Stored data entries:

PR #3256, opened 2017-10-16
UWP save()

caitlin-hennessy:
Goes with https://github.com/Microsoft/pxt-microbit/pull/553

### DIFF
--- a/pxtwinrt/deploy.ts
+++ b/pxtwinrt/deploy.ts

> Exercise details: Bring together every line in the entries that holds the string "deploy".

> Response to this exercise:
--- a/pxtwinrt/deploy.ts
+++ b/pxtwinrt/deploy.ts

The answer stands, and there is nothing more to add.